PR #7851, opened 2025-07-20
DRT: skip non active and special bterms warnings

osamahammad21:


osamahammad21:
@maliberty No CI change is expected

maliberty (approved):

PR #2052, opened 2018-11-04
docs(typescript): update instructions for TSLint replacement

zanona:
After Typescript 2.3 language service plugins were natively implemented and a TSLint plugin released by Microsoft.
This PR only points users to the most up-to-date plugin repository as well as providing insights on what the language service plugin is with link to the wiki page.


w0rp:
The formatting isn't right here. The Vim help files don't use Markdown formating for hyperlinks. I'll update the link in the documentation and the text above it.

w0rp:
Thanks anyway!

· · ·

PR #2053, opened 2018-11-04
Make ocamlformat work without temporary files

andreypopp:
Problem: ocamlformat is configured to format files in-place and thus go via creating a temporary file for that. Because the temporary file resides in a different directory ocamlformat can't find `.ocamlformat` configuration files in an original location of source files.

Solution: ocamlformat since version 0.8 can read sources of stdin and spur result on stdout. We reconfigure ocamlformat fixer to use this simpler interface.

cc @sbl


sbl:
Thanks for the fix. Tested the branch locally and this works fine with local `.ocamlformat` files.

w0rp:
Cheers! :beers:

· · ·

_ASSIGNMENT_
All lines above that contain the word "link" are to be copied.

_ANSWER BELOW_
This PR only points users to the most up-to-date plugin repository as well as providing insights on what the language service plugin is with link to the wiki page.
The formatting isn't right here. The Vim help files don't use Markdown formating for hyperlinks. I'll update the link in the documentation and the text above it.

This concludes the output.